The expected output is the complete listing, unchanged.

====== Input data

PR #1137, opened 2021-02-11
Drop the final width descriptor in a generated srcset.

kristoferbaxter:
Based on discoveries in https://github.com/kristoferbaxter/srcset-broken

Leaving this PR in draft form while investigating further.


patrickkettner (approved):

sebastianbenz:
I'm going to merge this for now so that we can experiment with it on amp.dev.

PR #1140, opened 2021-02-11
Enable ESM module version of AMP Runtime and Components by default

sebastianbenz:


packages/optimizer/README.md
```diff
@@ -111,6 +112,20 @@ Automatically import any missing AMP Extensions (e.g. amp-carousel).
 - default: `true`
 - used by: [AutoExtensionImport](lib/transformers/AutoExtensionImporter.js)
 
+#### `esmModulesEnabled`
+
+Enables the smaller ESM module version of AMP runtime and components:
```
patrickkettner, line 117: This is a bit ambiguous - is there a way to link to some kind of docs to explain this more?

packages/optimizer/lib/transformers/RewriteAmpUrls.js
```diff
@@ -56,7 +56,7 @@ const {calculateHost} = require('../RuntimeHostHelper');
  */
 class RewriteAmpUrls {
   constructor(config) {
-    this.esmModulesEnabled = config.experimentEsm;
```
patrickkettner, line 59: Since you aren't supporting the old version at all, this be a breaking change as far as semver is concerned, right?

patrickkettner (approved):

packages/optimizer/lib/transformers/RewriteAmpUrls.js
sebastianbenz: Good question. My assumption is: the previous default was disabled, the new default is enabled. 

Cases:

* If someone previously enabled it, it's still going to be enabled => not a breaking change
* If someone previously explicitly disabled it, it's going to be enabled now. This is in theory a breaking change, however, this is the new "official" default for AMP as it's valid AMP now. And the flag was named experimental + undocumented, so I wouldn't consider it part of the official API.

packages/optimizer/README.md
sebastianbenz: Not yet - we should add one...once there's one.

PR #1142, opened 2021-02-12
Don't remove sizes for hero images

sebastianbenz:
Workaround for https://github.com/ampproject/amphtml/issues/32644.


sebastianbenz:
Merging to get the fix in due to US holiday.

PR #1143, opened 2021-02-18
Add extension scripts in logical order

schlessera:
When an extension is added by the `AutoExtensionsImporter` in the current code, the `referenceNode` is never updated, so all extensions are inserted immediately after the viewport node.

This causes the extensions to be written into the markup in the opposite order in which they are detected:

```
C
B
A
```

This seems illogical and might lead to bugs in case ordering would be import.

This PR changes the code so that the `referenceNode` is always moved forward when an extension is added, and therefore keeps the ordering of the extensions intact:
```
A
B
C
```


sebastianbenz (approved):
Nice - thanks!

PR #1145, opened 2021-02-24
🚀 Add icon font linter rule

lluerich:
This checks if commonly used classnames are being used on a page and checks further for known font-families of icon fonts in the ```@font-face``` declarations in the ```<style amp-custom>``` element.


packages/linter/package.json
```diff
@@ -21,6 +21,8 @@
     "cross-fetch": "3.0.6",
     "debug": "4.3.1",
     "execa": "5.0.0",
+    "postcss": "^8.2.6",
```
sebastianbenz, line 24: please pin versions

packages/linter/src/rules/NoIconFontIsUsed.ts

============

**Output of the exercise**
PR #1137, opened 2021-02-11
Drop the final width descriptor in a generated srcset.

kristoferbaxter:
Based on discoveries in https://github.com/kristoferbaxter/srcset-broken

Leaving this PR in draft form while investigating further.


patrickkettner (approved):

sebastianbenz:
I'm going to merge this for now so that we can experiment with it on amp.dev.

PR #1140, opened 2021-02-11
Enable ESM module version of AMP Runtime and Components by default

sebastianbenz:


packages/optimizer/README.md
```diff
@@ -111,6 +112,20 @@ Automatically import any missing AMP Extensions (e.g. amp-carousel).
 - default: `true`
 - used by: [AutoExtensionImport](lib/transformers/AutoExtensionImporter.js)
 
+#### `esmModulesEnabled`
+
+Enables the smaller ESM module version of AMP runtime and components:
```
patrickkettner, line 117: This is a bit ambiguous - is there a way to link to some kind of docs to explain this more?

packages/optimizer/lib/transformers/RewriteAmpUrls.js
```diff
@@ -56,7 +56,7 @@ const {calculateHost} = require('../RuntimeHostHelper');
  */
 class RewriteAmpUrls {
   constructor(config) {
-    this.esmModulesEnabled = config.experimentEsm;
```
patrickkettner, line 59: Since you aren't supporting the old version at all, this be a breaking change as far as semver is concerned, right?

patrickkettner (approved):

packages/optimizer/lib/transformers/RewriteAmpUrls.js
sebastianbenz: Good question. My assumption is: the previous default was disabled, the new default is enabled. 

Cases:

* If someone previously enabled it, it's still going to be enabled => not a breaking change
* If someone previously explicitly disabled it, it's going to be enabled now. This is in theory a breaking change, however, this is the new "official" default for AMP as it's valid AMP now. And the flag was named experimental + undocumented, so I wouldn't consider it part of the official API.

packages/optimizer/README.md
sebastianbenz: Not yet - we should add one...once there's one.

PR #1142, opened 2021-02-12
Don't remove sizes for hero images

sebastianbenz:
Workaround for https://github.com/ampproject/amphtml/issues/32644.


sebastianbenz:
Merging to get the fix in due to US holiday.

PR #1143, opened 2021-02-18
Add extension scripts in logical order

schlessera:
When an extension is added by the `AutoExtensionsImporter` in the current code, the `referenceNode` is never updated, so all extensions are inserted immediately after the viewport node.

This causes the extensions to be written into the markup in the opposite order in which they are detected:

```
C
B
A
```

This seems illogical and might lead to bugs in case ordering would be import.

This PR changes the code so that the `referenceNode` is always moved forward when an extension is added, and therefore keeps the ordering of the extensions intact:
```
A
B
C
```


sebastianbenz (approved):
Nice - thanks!

PR #1145, opened 2021-02-24
🚀 Add icon font linter rule

lluerich:
This checks if commonly used classnames are being used on a page and checks further for known font-families of icon fonts in the ```@font-face``` declarations in the ```<style amp-custom>``` element.


packages/linter/package.json
```diff
@@ -21,6 +21,8 @@
     "cross-fetch": "3.0.6",
     "debug": "4.3.1",
     "execa": "5.0.0",
+    "postcss": "^8.2.6",
```
sebastianbenz, line 24: please pin versions

packages/linter/src/rules/NoIconFontIsUsed.ts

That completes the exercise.